Should You Max Out Your Credit Cards Prior To Filing For Bankruptcy?

No, you should not max out your credit cards prior to filing for bankruptcy. This is a critical point to understand, as intentionally incurring debt before filing for bankruptcy can lead to serious consequences. Here are several reasons why this strategy is ill-advised and potentially harmful:

1. Fraudulent Intent:

Maxing out your credit cards with the intention of having the debt discharged in bankruptcy can be considered fraudulent. Bankruptcy courts scrutinize your financial transactions, especially those that occur shortly before filing. If it appears that you’ve racked up debt knowing you wouldn’t repay it, the court may determine that such debt is not dischargeable.

2. Presumption of Fraud:

There are specific rules in place that create a presumption of fraud for debts incurred shortly before filing for bankruptcy. For example, if you charge luxury goods or services over a certain amount within 90 days of filing, or take out cash advances over a certain amount within 70 days of filing, these debts may be presumed to be non-dischargeable.

3. Impact on Bankruptcy Filing:

Engaging in such behavior can not only affect the dischargeability of specific debts but can also impact the overall success of your bankruptcy case. If a bankruptcy trustee or creditor suspects fraudulent behavior, they can challenge the discharge of your debts or even your right to a discharge at all, potentially leading to a denial of your bankruptcy relief.

4. Legal Consequences:

Beyond the impact on your bankruptcy case, fraudulent behavior can lead to legal consequences, including criminal charges. Bankruptcy fraud is a serious offense that can result in fines or imprisonment.

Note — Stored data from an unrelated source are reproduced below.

Issue #970, opened 2017-02-18
Avoid dnie_transmit_apdu in the dnie driver


rickyepoderi:
Today I have started to look the code in order to delete the _dnie_transmit_apdu_ in _cwa-dnie.c_ as it was commented in pull #955. As it is known, inside the secure channel the dnie card transforms all the apdus in a CASE4 apdu. This way all the apdus through the SM need to call to the _sc_get_response_ method. The final response (after all the needed get_responses fill the data into the initial one) is the encoded apdu that should be decoded into the real apdu.

Looking to the code a typical _sc_transmit_apdu_ follows this path:

    --> sc_transmit_apdu(card, apdu): apdu.c
        |--> sc_transmit(card, pdu): apdu.c
             |--> sc_single_transmit(card, apdu): apdu.c
             |    |--> if SM_MODE_TRANSMIT sc_sm_single_transmit(card, apdu): sm.c
             |                             |--> get_sm_apdu(card, apdu, sm_apdu) (encode apdu)
             |                             |--> transmit(card, sm_apdu)
             |                             |--> free_sm_apdu(card, apdu, sm_apdu) (decode apdu)
             |--> if 0x61 sc_get_response(card, apdu, olen): apdu.c
                          |--> while data
                               |--> get_response(card, resp_len, resp) (implemented in iso7816.c)
                               |    |--> sc_transmit_apdu(card, apdu) (back to the beginning but with the new get_response apdu)
                               |--> accumulate the data to the first apdu

So the sm methods to get and free the encoded apdu are called in _sc_sm_single_transmit_. But in dnie we don't have the real encoded data until all the get_responses are transmitted and accumulated into the first apdu. That's why the _dnie_transmit_apdu_ exists, the _cwa_decode_response_ is called after all the get_responses are processed. It's impossible to emulate this behavior calling _free_sm_apdu_, just because it is never called when the initial apdu is fully filled by the get_response calls.

For DNIe we need another point of calling the _free_sm_apdu_ or another method that would be called after all the apdu is filled.

Please, correct me if I'm messing something.

dengert:
I don't use SM, so I may be all wrong on this...

But it looks like free_sm_apdu does not decode anything, it just calls 
`card->sm_ctx.ops.free_sm_apdu` 

But any decoding of the response could be done after all the get_resposnes are done. It looks like that is what  cwa_decode_response should do. But only the cwa-dnie.c calls this routine. Could it have errors, or is being called in the wrong place?

[...]

PR #975, opened 2017-02-25
Avoid dnie_transmit_apdu in the dnie driver (#970)

rickyepoderi:
This pull request is motivated by the issue #970. During that conversation some doubts arisen about how get responses should be processed inside SM communication. In the particular case of the DNIe all SM apdus work the following way:

1. If in SM the apdu is encoded and converted in a CASE4 apdu.
2. The apdu always returns 61XX (get response is needed).
3. One or more plain (no encoded) get response apdus are needed to recover the data.
4. The data is the real response apdu but encoded, it should be decoded and returned back to the caller.

So in order to avoid the use of a specific wrapper _dnie_transmit_apdu_ it is needed to call to _free_sm_apdu_ after the get responses loop. That means changes in _apdu.c_ and _sm.c_. The main idea is calling recursively to _sc_transmit_apdu_ inside _sc_sm_single_transmit_ but marking the apdu as NO_SM. It's the same idea provided by @dengert but minimally modified to be more similar to the existing flags.

Please test this pull with other SM cards. The changes are at the OpenSC core and could affect other SM implementations. I personally have only checked it with DNIe.

For more information see #970.


src/libopensc/types.h
```diff
@@ -279,6 +279,8 @@ typedef struct sc_file {
  * returns 0x6Cxx (wrong length)
  */
 #define SC_APDU_FLAGS_NO_RETRY_WL	0x00000004UL
+/* APDU is from Secure Messaging  */
```
frankmorgner: explanation could be better.

dengert:
Looks good. As @frankmorgner  pointed out [other piece of code](https://github.com/OpenSC/OpenSC/blob/678f2bb1a65e5848dffc995f63e81d1f8092352f/src/libopensc/apdu.c#L466-L469) needs to be looked at.  Only called if `card->ops->get_response` returns error and  resp_len != 0. 

@viktorTarasov should have a look.

rickyepoderi:
I have realized that the _apdu.c_ was modified by @germanblanco not very long ago in the previous try to integrate dnie into sm (https://github.com/OpenSC/OpenSC/commit/e9f94d781879f7a5fb71dc89db2b9a2a80fe19fc).

IMHO I think that not a lot of cards use the _sc_get_response_ function and, even less, in conjunction with SM. Nevertheless that sm related code in the function should be managed (removed or protected by another if that check SM condition). But I really think that part is never executed.

Two more things:

* If there are cards that need SM with the get_response apdu we will need to change a bit the present pull. (For example add the flag inside _get_sm_apdu_, each card can do SM or not inside get response,  and execute _sc_transmit_apdu_ or _card->reader->ops->transmit_ depending the same flag. The name of the flag should be changed to something more meaningful.) But I prefer to wait until current SM cards will be checked.
* @frankmorgner if the change goes on change the flag comment to whatever you like or ask me to do it.

Thanks!

dengert:
See discussion in https://github.com/OpenSC/OpenSC/issues/632 as to why https://github.com/OpenSC/OpenSC/commit/e9f94d781879f7a5fb71dc89db2b9a2a80fe19fc has the code as;
 `} while (rv != 0 && minlen != 0);` 

I don't think that needs to be changed. 

It is not a question of: "IMHO I think that not a lot of cards use the sc_get_response function",
if we have any cards that use it, we have to keep it working. And my favorite card, PIV, uses it a lot.

I don't see how you could have: "that assumes GET RESPONSE commands are SM protected"
because the get_response can not be issued on its own, it is always a type 2 APDU and is returning data that could not be transmitted  for the previous apdu, i.e. either the original apdu or a previous get_response. 
 It even has its own section in ISO 7816-4 "7. Transmission-oriented Interindustry Commands"

The only thing about a get response that might be different when using SM, is the  CLA B4 and B3 i.e. the SM bits in the class byte. The card may be expecting them because it is trying to return the results of the previous SM protected command. That may be card dependent.

Still need @viktorTarasov  to comment.

rickyepoderi:
I agree with you. My point was that the existence of that issue (it complicated the loop of get_responses) is an indication of not many cards using that code or not very intensively. I still believe the same.

The first point of my previous comment is just an idea in case this pull don't get through. A way of making the changes needed by dnie without affecting current paths of execution.

We really need testing the pull with current SM cards (authentic and epass). I suppose that Viktor is our guy here, so better wait and see.

viktorTarasov:
Sorry for the delay,
will try to test it during the week.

5. Ethical Considerations:

Bankruptcy is designed to provide a fresh start to individuals who are unable to meet their financial obligations due to circumstances beyond their control, not as a strategy to avoid paying for recent purchases. Using bankruptcy as a tool to escape recent debts is unethical and contrary to the purpose of the bankruptcy system.

6. Credit Implications:

Your financial behavior before bankruptcy is scrutinized by future lenders. If it’s evident that you intentionally incurred debt before filing, it may be more challenging to rebuild your credit after bankruptcy.

Example Scenario:

Imagine someone who maxes out their credit cards buying luxury items and then files for bankruptcy a month later. The bankruptcy trustee reviews the recent transactions and flags them as potentially fraudulent. The court then decides these debts are not dischargeable, leaving the individual responsible for paying back the full amount of the recent charges, despite the bankruptcy filing.

If you’re considering bankruptcy, it’s crucial to consult with a bankruptcy attorney to understand the legal implications of your actions and to navigate the process ethically and effectively. Making informed, responsible financial decisions prior to filing can help ensure that your bankruptcy process goes smoothly and achieves the debt relief you’re seeking.